Activity: Below are the records; print them all without any alteration.

Provided information:
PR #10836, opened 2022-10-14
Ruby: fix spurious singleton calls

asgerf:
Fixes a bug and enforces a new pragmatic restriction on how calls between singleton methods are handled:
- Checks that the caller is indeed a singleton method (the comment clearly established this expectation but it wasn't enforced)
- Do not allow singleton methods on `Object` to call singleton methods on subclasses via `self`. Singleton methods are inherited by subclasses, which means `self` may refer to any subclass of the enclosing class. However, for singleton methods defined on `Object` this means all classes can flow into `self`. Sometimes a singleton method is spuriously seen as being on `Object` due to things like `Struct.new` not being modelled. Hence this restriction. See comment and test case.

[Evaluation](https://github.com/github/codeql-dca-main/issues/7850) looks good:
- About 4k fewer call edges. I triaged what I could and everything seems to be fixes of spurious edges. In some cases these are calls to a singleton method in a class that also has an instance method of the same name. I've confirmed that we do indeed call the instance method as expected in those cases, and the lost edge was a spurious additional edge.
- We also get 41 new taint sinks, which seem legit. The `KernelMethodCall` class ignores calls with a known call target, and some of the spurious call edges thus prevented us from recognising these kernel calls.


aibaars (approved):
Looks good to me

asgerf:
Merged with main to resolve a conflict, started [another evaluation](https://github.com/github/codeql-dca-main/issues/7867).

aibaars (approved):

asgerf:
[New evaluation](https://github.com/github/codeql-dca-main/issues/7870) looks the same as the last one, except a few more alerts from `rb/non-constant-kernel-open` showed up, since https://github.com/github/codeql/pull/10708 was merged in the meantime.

Result:
PR #10836, opened 2022-10-14
Ruby: fix spurious singleton calls

asgerf:
Fixes a bug and enforces a new pragmatic restriction on how calls between singleton methods are handled:
- Checks that the caller is indeed a singleton method (the comment clearly established this expectation but it wasn't enforced)
- Do not allow singleton methods on `Object` to call singleton methods on subclasses via `self`. Singleton methods are inherited by subclasses, which means `self` may refer to any subclass of the enclosing class. However, for singleton methods defined on `Object` this means all classes can flow into `self`. Sometimes a singleton method is spuriously seen as being on `Object` due to things like `Struct.new` not being modelled. Hence this restriction. See comment and test case.

[Evaluation](https://github.com/github/codeql-dca-main/issues/7850) looks good:
- About 4k fewer call edges. I triaged what I could and everything seems to be fixes of spurious edges. In some cases these are calls to a singleton method in a class that also has an instance method of the same name. I've confirmed that we do indeed call the instance method as expected in those cases, and the lost edge was a spurious additional edge.
- We also get 41 new taint sinks, which seem legit. The `KernelMethodCall` class ignores calls with a known call target, and some of the spurious call edges thus prevented us from recognising these kernel calls.


aibaars (approved):
Looks good to me

asgerf:
Merged with main to resolve a conflict, started [another evaluation](https://github.com/github/codeql-dca-main/issues/7867).

aibaars (approved):

asgerf:
[New evaluation](https://github.com/github/codeql-dca-main/issues/7870) looks the same as the last one, except a few more alerts from `rb/non-constant-kernel-open` showed up, since https://github.com/github/codeql/pull/10708 was merged in the meantime.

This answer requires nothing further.